Overview

For more than four decades, Haim Steinbach has explored the psychological, aesthetic, cultural and ritualistic aspects of collecting and arranging already existing objects. His work engages the concept of “display” as a form that foregrounds objects, raising consciousness of the play of presentation. Steinbach selects and arranges objects – which range from the natural to the ordinary, the artistic to the ethnographic – thereby emphasizing their identities, inherent meanings and associations. An important influence in the growth of post-modern artistic dialogue, Steinbach’s work has radically redefined the status of the object in art.

Works
Biography
Born in Rehovot, Israel in 1944, Haim Steinbach has lived in the United States since 1957. He received a BFA from Pratt Institute in 1968, followed by an MFA from Yale University in Connecticut in 1973.
 
In 2018, Steinbach presented the solo exhibition every single day at Museum Kurhaus Kleve, Germany, which traveled to the Museion Bolzano, South Tyrol, Italy in 2019. Also, in 2018, Steinbach presented zerubbabel, the inaugural exhibition of Magasin III, Jaffa, Israel. In 2013, the Hessel Museum of Art at Bard College in New York mounted a major exhibition of Steinbach’s “Displays,” his site-specific installations since the late 1970s. Entitled once again the world is flat, the exhibition traveled to Kunsthalle Zurich and the Serpentine Gallery, London. Other notable solo exhibitions include The Menil Collection, Houston (2014); Statens Museum fur Kunst, Copenhagen (2013-14); Berkeley Art Museum, UC Berkeley (2005); Museum Moderner Kunst, Vienna (1997); Castello di Rivoli Museo d’Arte Contemporanea, Turin, Italy (1995); Kunsthalle Ritter, Austria (1994); Osmosis at the Guggenheim Museum, New York (with Ettore Spalletti), (1993); no rocks allowed at Witte de With Centre for Contemporary Art, Rotterdam (1992); and CAPC musée d’art contemporain, Bordeaux (1988).

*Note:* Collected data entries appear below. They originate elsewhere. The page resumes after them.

PR #3989, opened 2024-04-01
feat: added child indexation task for tests for grained task routing

pnal:
This PR aims to add additional task class for indexation of test resources, the task will do the same but the separate class will allow us to associate indexation tasks to queues more flexible, especially we can make a separate queue for indexing only tests resources to give them more priority.

How to test steps and a demo is in related adv. search extension PR

PR #4097, opened 2024-09-11
fix: properly determine resource indexable type to route index tasks

pnal:
This fixes https://github.com/oat-sa/tao-core/pull/3989
it was unable to detect if resource is a test if it's placed in a nested class

### DIFF
--- a/models/classes/resources/ResourceWatcher.php
+++ b/models/classes/resources/ResourceWatcher.php
@@ -144,9 +144,11 @@ class ResourceWatcher extends ConfigurableService
                 return;
             }
 
-            if ($this->hasResourceSupport($resource)) {
+            $rootIndexClass = $this->getResourceIndexType($resource);
+            if ($rootIndexClass) {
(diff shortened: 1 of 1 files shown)


models/classes/resources/ResourceWatcher.php
```diff
@@ -182,7 +187,7 @@ private function hasResourceSupport(core_kernel_classes_Resource $resource): boo
             $checkedResourceTypes[] = $class->getUri();
         }
 
-        return false;
+        return null;
     }
 
     private function getResourceTypes(core_kernel_classes_Resource $resource): array
```
gabrielfs7, line 193: @pnal I think we can replace this implementation here by calling `$resource->getParentClassIds()`, which will avoid loading lots of objects in memory. Wdyt?

pnal: I'm not sure this will work faster
We did not have an issue with this

tikhanovichA (approved):

PR #4124, opened 2024-11-06
fix: unique identifiers

shpran:
Fix for unique identifiers + removing unnecessary classes


models/classes/Translation/Service/ResourceMetadataRetriever.php
```diff
@@ -0,0 +1,37 @@
...
+namespace oat\tao\model\Translation\Service;
+
+use core_kernel_classes_Resource;
+use oat\tao\model\TaoOntology;
+
+class ResourceMetadataRetriever
+{
+    public function getOriginalResourceUri(core_kernel_classes_Resource $resource): ?string
+    {
+        $property = $resource->getProperty(TaoOntology::PROPERTY_TRANSLATION_ORIGINAL_RESOURCE_URI);
```
gabrielfs7, line 32: I see the value of this class, but some points: 

- [ ] It will be the first time we are creating a class to shortcut ontology getProperty...
- [ ] If we keep calling `$resource->getProperty` all the time in a loop or other places, this is actually a performance issue. We would have to cache it.

models/classes/UniqueId/Service/ResourceUniqueIdRetriever.php
```diff
@@ -0,0 +1,49 @@
...
+class ResourceUniqueIdRetriever
+{
+    private FeatureFlagCheckerInterface $featureFlagChecker;
+
+    public function __construct(FeatureFlagCheckerInterface $featureFlagChecker)
+    {
+        $this->featureFlagChecker = $featureFlagChecker;
+    }
+
+    public function retrieve(core_kernel_classes_Resource $resource): ?string
```
gabrielfs7, line 38: I see the value of this class, but some points: 

- [ ] It will be the first time we are creating a class to shortcut ontology getProperty...
- [ ] If we keep calling `$resource->getProperty` all the time in a loop or other places, this is actually a performance issue. We would have to cache it.
- [ ] If this is a uniqueId retriever, shouldn't it contain the logic to get the unique id in any case? Calling the Proxy you created?

gabrielfs7 (approved):
Pre-approved as the expected behavior is working. 

Test and styling will be fixed in the integration branch

PR #4135, opened 2024-11-20
[Fix] Translation metadata not persisted in datastore

shpran:
# [ADF-1828](https://oat-sa.atlassian.net/browse/ADF-1828)

## Changes
* Translation lists type changed from System Object to List
* Translation lists marked as non-editable in RDF
* Languages list marked as non-editable in RDF
* Editable List Specification changed to check for editable property:
  * if property does not exists in the list properties - list will be editable by default
  * if property exists in the list properties - list will be editable/non-editable depending on setted value
* Now Ld Basic Triple encoder can encode Readonly properties

## Companion PRs
* https://github.com/oat-sa/extension-tao-test/pull/486

[ADF-1828]: https://oat-sa.atlassian.net/browse/ADF-1828?atlOrigin=eyJpIjoiNWRkNTljNzYxNjVmNDY3MDlhMDU5Y2ZhYzA5YTRkZjUiLCJwIjoiZ2l0aHViLWNvbS1KU1cifQ


migrations/Version202411200904142234_tao.php
```diff
@@ -0,0 +1,30 @@
...
+namespace oat\tao\migrations;
+
+use Doctrine\DBAL\Schema\Schema;
+use oat\tao\scripts\tools\migrations\AbstractMigration;
+use oat\tao\scripts\update\OntologyUpdater;
+
+/**
+ * phpcs:disable Squiz.Classes.ValidClassName
+ */
+final class Version202411200904142234_tao extends AbstractMigration
```
gabrielfs7, line 14: - [ ] @shpran This is will not be necessary. I've already removed it in a prior PR that I am also waiting for unit03 for vacancy. Lets remove it before merge, please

His work was presented at the 1997 Venice Biennale as part of the 47th International Art Exhibition curated by Germano Celant, and featured in Documenta IX, Kassel, Germany (1992), curated by Jan Hoet.
 
Steinbach’s work has also been included in important group exhibitions at The Museum of Modern Art, New York; The Museum of Contemporary Art, Chicago; The Hirshhorn Museum, Washington D.C.; Tate Liverpool, Liverpool; Victoria and Albert Museum, London; Palais de Tokyo, Paris; New Museum, New York; Stedelijk Museum, Amsterdam; Museum of Contemporary Art, San Diego; Musée Rodin, Paris; The Jewish Museum, New York; Museo Reina Sofia, Madrid; The Louisiana Museum of Modern Art, Humlebaek, Denmark; and Whitechapel Gallery, London. In 2019, The Museum of Modern Art featured the work hello again (2013) by Steinbach in the inauguration of its new galleries.
 
The artist’s work is represented in the permanent collections of The Museum of Modern Art, New York; The Metropolitan Museum of Art, New York; The Whitney Museum of American Art, New York; The Dallas Museum of Art, Dallas; The Guggenheim Museum, New York; Tate Modern, London; The Museum of Contemporary Art, Los Angeles; Albright Knox Museum, Buffalo, NY; The Carnegie Museum of Art, Pittsburgh; The Hammer Museum, Los Angeles; Stedelijk Museum, Amsterdam; Centre Georges Pompidou, Paris; Israel Museum, Jerusalem; Museum Moderner Kunst, Vienna; and The Museum of Contemporary Art, Chicago.